» **What to work on**
Reproduce the listing below without any change.

━━━━━━━━━━━━━━━━

PR #676, opened 2026-08-13
fix(render): keep image /SMask compositing correct on Impeller

ben-milanko:
## Summary

A page dense with JPEGs rendered as black rectangles on Android in 3.5.0, while
the same build was correct on Android web.

`CanvasPdfDevice.drawImage` composited a deferred image `/SMask` with a single
paint carrying **both** `BlendMode.dstIn` **and** a red→alpha
`ColorFilter.matrix`. Skia honours both. **Impeller drops a draw paint's blend
mode when that same paint carries a colour filter**, so the filtered mask
composited `srcOver` instead — painting opaque black wherever the mask was
white, and leaving the base intact wherever it should have been cut away. Both
now live on a `saveLayer` paint, the shape `beginSoftMaskComposite` already used
for group soft masks (which is why `/SMask` *groups* were never affected).

Only images whose base comes back from the **platform JPEG codec** keep their
mask as a companion GPU surface (`_gpuSoftMasks`, from #659), so the failing set
was exactly the non-CMYK `DCTDecode` images — CMYK/Flate/Indexed/CCITT/JPX
decode in pure Dart with the mask already multiplied in. On web the worker
decodes colour JPEGs itself (libjpeg-turbo WASM / browser codec) and ships
pre-masked pixels, which is the whole of "broken on Android, fine on Android
web". On the reported page the split was stark: the CMYK logos rendered
perfectly while every DeviceRGB JPEG went black.

Fixing the canvas device exposed a second half of the same bug.
`FlutterGpuTileRasterBackend` — the **default wherever the platform supports
it**, and Android's manifest enables flutter_gpu — uploads one texture per image
and never consulted `pdfGpuSoftMaskOf`, so it painted the base opaque; a cut-out
sticker's JPEG is solid black outside the subject, so the tile stayed a black
rectangle. It now declines such a scene to the Canvas path, the same
conservative fallback it already uses for gradients, tiled patterns, and
non-normal blends. Corpus acceptance is unchanged (PDF.js 90/89, Ghent 16/41),
so no page in either suite has this shape — which is also why the GPU/Canvas
parity suite never caught it.

`flutter test --enable-impeller` reproduces the reported page pixel-for-pixel on
Linux, which also names the gap that let this ship: **every render test in CI ran
on Skia**, while the shipped Android app runs Impeller.

Background: [doc/dev-log/2026-08-13-impeller-image-soft-mask-black.md](doc/dev-log/2026-08-13-impeller-image-soft-mask-black.md).

## Affected packages

- [ ] `pdf_cos`
- [ ] `pdf_document`
- [ ] `pdf_graphics`
- [x] `dart_pdf_editor`
- [ ] `pdf_test_fixtures`
- [ ] Example app

(also `dart_pdf_editor_flutter_gpu`, which the list predates)

## Change type

- [x] Bug fix
- [ ] Feature
- [x] Rendering change
- [ ] Editing behavior change
- [ ] Performance change
- [ ] Refactor / cleanup
- [ ] Tests / fixtures only
- [ ] Documentation only

## Validation

- [x] `fvm flutter pub get`
- [x] `fvm dart analyze` (`--fatal-infos`, clean; lockstep constraint check passes)
- [x] `cd packages/dart_pdf_editor && fvm flutter test` (2298 passed)
- [x] Ghent corpus test or baseline update (44 passed, no baseline change)
- [x] Real PDF corpus parse/render smoke test (PDF.js suite, 164 passed)
- [ ] Example app smoke test

Also run: `app` suite (422 passed); `packages/dart_pdf_editor_flutter_gpu`
with and without `--enable-impeller --enable-flutter-gpu` (232 passed with a
live GPU context); the new compositing test under both engines. `pdf_cos`,
`pdf_document` and `pdf_graphics` are untouched by this change.

The reporter's document is not public, so both new tests build their fixture
programmatically: a solid-colour JPEG (`img.encodeJpg`) under a half-transparent
Flate grayscale `/SMask`, which is the exact shape that keeps a companion mask.

`test/image_soft_mask_composite_test.dart` asserts the masked-out half keeps the
page background. It passes on Skia with *either* paint shape, so CI now runs
that one file a second time with `--enable-impeller`; without the fix it fails
there with `Expected: [255, 255, 255, 255] Actual: [40, 200, 90, 255]` — the
inverted mask.

## Compatibility checklist

## Notes for reviewers

- `pdfGpuSoftMaskOf` is newly exported from `dart_pdf_editor` so the flutter_gpu
  backend can see the companion surface it must decline.
- The new CI job runs the flutter_gpu suite with the GPU flags. Every assertion
  in that package self-skips when the runner cannot open a GPU context, so it
  degrades to a no-op rather than a failure on a host without one.
- **Follow-ups, deliberately not in this PR:**
  - Broadening the Impeller CI job to more of the render suite. The engines
    differ by ~2/255 mean on antialiased content, so the pixel-baseline suites
    (Ghent, PDF.js) need their own tolerance before they can join it.
  - Recovering the GPU path for these pages by uploading the mask as its own
    texture (or multiplying it into the base's alpha in the readback branch of
    `_uploadImageTexture`, which already pays a `toByteData`).
  - The stencil (`/ImageMask`) branch of `drawImage` still sets
    `ColorFilter.mode(..., srcIn)` alongside `_elementBlend`, so Impeller will
    drop that blend when it is not `srcOver`. Left alone here: the layer rewrite
    that fixes the `/SMask` case would change knockout semantics (§11.4.5
    elements must replace only their own coverage, with no full-bounds layer),
    and no corpus page exercises the combination.

---
_Generated by [Claude Code](https://claude.ai/code/session_01UA7oufbP7KSt7qRsL2Mb4q)_

### DIFF
--- a/.github/workflows/ci.yml
+++ b/.github/workflows/ci.yml
@@ -101,6 +101,25 @@ jobs:
           token: ${{ secrets.CODECOV_TOKEN }}
           fail_ci_if_error: false
 
+      # Every other render test here runs on Skia, but the shipped Android app
+      # runs on Impeller - which honours a slightly different subset of the
+      # canvas API (issue #675: a draw paint's blend mode is dropped when the
+      # same paint carries a colour filter). Run the compositing tests that
+      # encode those invariants on Impeller too, so the divergence is caught
+      # here rather than on a device.
+      - name: Test dart_pdf_editor compositing on Impeller
+        working-directory: packages/dart_pdf_editor
+        run: flutter test --enable-impeller test/image_soft_mask_composite_test.dart
+
+      # The optional flutter_gpu tile backend is the default wherever the
+      # platform supports it (Android ships with it enabled), and its corpus
+      # suite asserts GPU/Canvas parity on every page it accepts. Every
+      # assertion self-skips when the runner cannot open a GPU context, so this
+      # is a no-op rather than a failure on a host without one.
+      - name: Test dart_pdf_editor_flutter_gpu
+        working-directory: packages/dart_pdf_editor_flutter_gpu
+        run: flutter test --enable-impeller --enable-flutter-gpu
+
       - name: Test pdf_ocr_vlm
         working-directory: packages/pdf_ocr_vlm
         run: flutter test --coverage
--- a/doc/dev-log/2026-08-13-impeller-image-soft-mask-black.md
+++ b/doc/dev-log/2026-08-13-impeller-image-soft-mask-black.md
@@ -1,0 +1,99 @@
+# Image /SMask composite turned black on Impeller (#675)
+
+Reported against 3.5.0 on Android: one page of a 62-page print PDF (a
+card-sheet page dense with JPEGs) rendered as black rectangles where the
+artwork should be. The same build on Android **web** was correct.
+
+## What was actually broken
+
+Not the decoder, not Android. `CanvasPdfDevice.drawImage` composited a
+deferred image /SMask with a single paint carrying **both**
+`BlendMode.dstIn` **and** a red→alpha `ColorFilter.matrix`:
+
+```dart
+canvas.drawImageRect(softMask, src, unit, Paint()
+  ..blendMode = BlendMode.dstIn
+  ..colorFilter = const ColorFilter.matrix(_redToAlpha));
+```
+
+Skia honours both. **Impeller drops the blend mode when the same draw paint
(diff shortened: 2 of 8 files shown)


ben-milanko (commented):
Reviewed the nested `saveLayer` composition, companion-mask lifetime through image clones, flutter_gpu fallback detection, regression fixtures, and the new Impeller CI coverage. I found no actionable issues. All three workflows are green at this head.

━━━━━━━━━━━━━━━━

» **Output for this task**
PR #676, opened 2026-08-13
fix(render): keep image /SMask compositing correct on Impeller

ben-milanko:
## Summary

A page dense with JPEGs rendered as black rectangles on Android in 3.5.0, while
the same build was correct on Android web.

`CanvasPdfDevice.drawImage` composited a deferred image `/SMask` with a single
paint carrying **both** `BlendMode.dstIn` **and** a red→alpha
`ColorFilter.matrix`. Skia honours both. **Impeller drops a draw paint's blend
mode when that same paint carries a colour filter**, so the filtered mask
composited `srcOver` instead — painting opaque black wherever the mask was
white, and leaving the base intact wherever it should have been cut away. Both
now live on a `saveLayer` paint, the shape `beginSoftMaskComposite` already used
for group soft masks (which is why `/SMask` *groups* were never affected).

Only images whose base comes back from the **platform JPEG codec** keep their
mask as a companion GPU surface (`_gpuSoftMasks`, from #659), so the failing set
was exactly the non-CMYK `DCTDecode` images — CMYK/Flate/Indexed/CCITT/JPX
decode in pure Dart with the mask already multiplied in. On web the worker
decodes colour JPEGs itself (libjpeg-turbo WASM / browser codec) and ships
pre-masked pixels, which is the whole of "broken on Android, fine on Android
web". On the reported page the split was stark: the CMYK logos rendered
perfectly while every DeviceRGB JPEG went black.

Fixing the canvas device exposed a second half of the same bug.
`FlutterGpuTileRasterBackend` — the **default wherever the platform supports
it**, and Android's manifest enables flutter_gpu — uploads one texture per image
and never consulted `pdfGpuSoftMaskOf`, so it painted the base opaque; a cut-out
sticker's JPEG is solid black outside the subject, so the tile stayed a black
rectangle. It now declines such a scene to the Canvas path, the same
conservative fallback it already uses for gradients, tiled patterns, and
non-normal blends. Corpus acceptance is unchanged (PDF.js 90/89, Ghent 16/41),
so no page in either suite has this shape — which is also why the GPU/Canvas
parity suite never caught it.

`flutter test --enable-impeller` reproduces the reported page pixel-for-pixel on
Linux, which also names the gap that let this ship: **every render test in CI ran
on Skia**, while the shipped Android app runs Impeller.

Background: [doc/dev-log/2026-08-13-impeller-image-soft-mask-black.md](doc/dev-log/2026-08-13-impeller-image-soft-mask-black.md).

## Affected packages

- [ ] `pdf_cos`
- [ ] `pdf_document`
- [ ] `pdf_graphics`
- [x] `dart_pdf_editor`
- [ ] `pdf_test_fixtures`
- [ ] Example app

(also `dart_pdf_editor_flutter_gpu`, which the list predates)

## Change type

- [x] Bug fix
- [ ] Feature
- [x] Rendering change
- [ ] Editing behavior change
- [ ] Performance change
- [ ] Refactor / cleanup
- [ ] Tests / fixtures only
- [ ] Documentation only

## Validation

- [x] `fvm flutter pub get`
- [x] `fvm dart analyze` (`--fatal-infos`, clean; lockstep constraint check passes)
- [x] `cd packages/dart_pdf_editor && fvm flutter test` (2298 passed)
- [x] Ghent corpus test or baseline update (44 passed, no baseline change)
- [x] Real PDF corpus parse/render smoke test (PDF.js suite, 164 passed)
- [ ] Example app smoke test

Also run: `app` suite (422 passed); `packages/dart_pdf_editor_flutter_gpu`
with and without `--enable-impeller --enable-flutter-gpu` (232 passed with a
live GPU context); the new compositing test under both engines. `pdf_cos`,
`pdf_document` and `pdf_graphics` are untouched by this change.

The reporter's document is not public, so both new tests build their fixture
programmatically: a solid-colour JPEG (`img.encodeJpg`) under a half-transparent
Flate grayscale `/SMask`, which is the exact shape that keeps a companion mask.

`test/image_soft_mask_composite_test.dart` asserts the masked-out half keeps the
page background. It passes on Skia with *either* paint shape, so CI now runs
that one file a second time with `--enable-impeller`; without the fix it fails
there with `Expected: [255, 255, 255, 255] Actual: [40, 200, 90, 255]` — the
inverted mask.

## Compatibility checklist

## Notes for reviewers

- `pdfGpuSoftMaskOf` is newly exported from `dart_pdf_editor` so the flutter_gpu
  backend can see the companion surface it must decline.
- The new CI job runs the flutter_gpu suite with the GPU flags. Every assertion
  in that package self-skips when the runner cannot open a GPU context, so it
  degrades to a no-op rather than a failure on a host without one.
- **Follow-ups, deliberately not in this PR:**
  - Broadening the Impeller CI job to more of the render suite. The engines
    differ by ~2/255 mean on antialiased content, so the pixel-baseline suites
    (Ghent, PDF.js) need their own tolerance before they can join it.
  - Recovering the GPU path for these pages by uploading the mask as its own
    texture (or multiplying it into the base's alpha in the readback branch of
    `_uploadImageTexture`, which already pays a `toByteData`).
  - The stencil (`/ImageMask`) branch of `drawImage` still sets
    `ColorFilter.mode(..., srcIn)` alongside `_elementBlend`, so Impeller will
    drop that blend when it is not `srcOver`. Left alone here: the layer rewrite
    that fixes the `/SMask` case would change knockout semantics (§11.4.5
    elements must replace only their own coverage, with no full-bounds layer),
    and no corpus page exercises the combination.

---
_Generated by [Claude Code](https://claude.ai/code/session_01UA7oufbP7KSt7qRsL2Mb4q)_

### DIFF
--- a/.github/workflows/ci.yml
+++ b/.github/workflows/ci.yml
@@ -101,6 +101,25 @@ jobs:
           token: ${{ secrets.CODECOV_TOKEN }}
           fail_ci_if_error: false
 
+      # Every other render test here runs on Skia, but the shipped Android app
+      # runs on Impeller - which honours a slightly different subset of the
+      # canvas API (issue #675: a draw paint's blend mode is dropped when the
+      # same paint carries a colour filter). Run the compositing tests that
+      # encode those invariants on Impeller too, so the divergence is caught
+      # here rather than on a device.
+      - name: Test dart_pdf_editor compositing on Impeller
+        working-directory: packages/dart_pdf_editor
+        run: flutter test --enable-impeller test/image_soft_mask_composite_test.dart
+
+      # The optional flutter_gpu tile backend is the default wherever the
+      # platform supports it (Android ships with it enabled), and its corpus
+      # suite asserts GPU/Canvas parity on every page it accepts. Every
+      # assertion self-skips when the runner cannot open a GPU context, so this
+      # is a no-op rather than a failure on a host without one.
+      - name: Test dart_pdf_editor_flutter_gpu
+        working-directory: packages/dart_pdf_editor_flutter_gpu
+        run: flutter test --enable-impeller --enable-flutter-gpu
+
       - name: Test pdf_ocr_vlm
         working-directory: packages/pdf_ocr_vlm
         run: flutter test --coverage
--- a/doc/dev-log/2026-08-13-impeller-image-soft-mask-black.md
+++ b/doc/dev-log/2026-08-13-impeller-image-soft-mask-black.md
@@ -1,0 +1,99 @@
+# Image /SMask composite turned black on Impeller (#675)
+
+Reported against 3.5.0 on Android: one page of a 62-page print PDF (a
+card-sheet page dense with JPEGs) rendered as black rectangles where the
+artwork should be. The same build on Android **web** was correct.
+
+## What was actually broken
+
+Not the decoder, not Android. `CanvasPdfDevice.drawImage` composited a
+deferred image /SMask with a single paint carrying **both**
+`BlendMode.dstIn` **and** a red→alpha `ColorFilter.matrix`:
+
+```dart
+canvas.drawImageRect(softMask, src, unit, Paint()
+  ..blendMode = BlendMode.dstIn
+  ..colorFilter = const ColorFilter.matrix(_redToAlpha));
+```
+
+Skia honours both. **Impeller drops the blend mode when the same draw paint
(diff shortened: 2 of 8 files shown)


ben-milanko (commented):
Reviewed the nested `saveLayer` composition, companion-mask lifetime through image clones, flutter_gpu fallback detection, regression fixtures, and the new Impeller CI coverage. I found no actionable issues. All three workflows are green at this head.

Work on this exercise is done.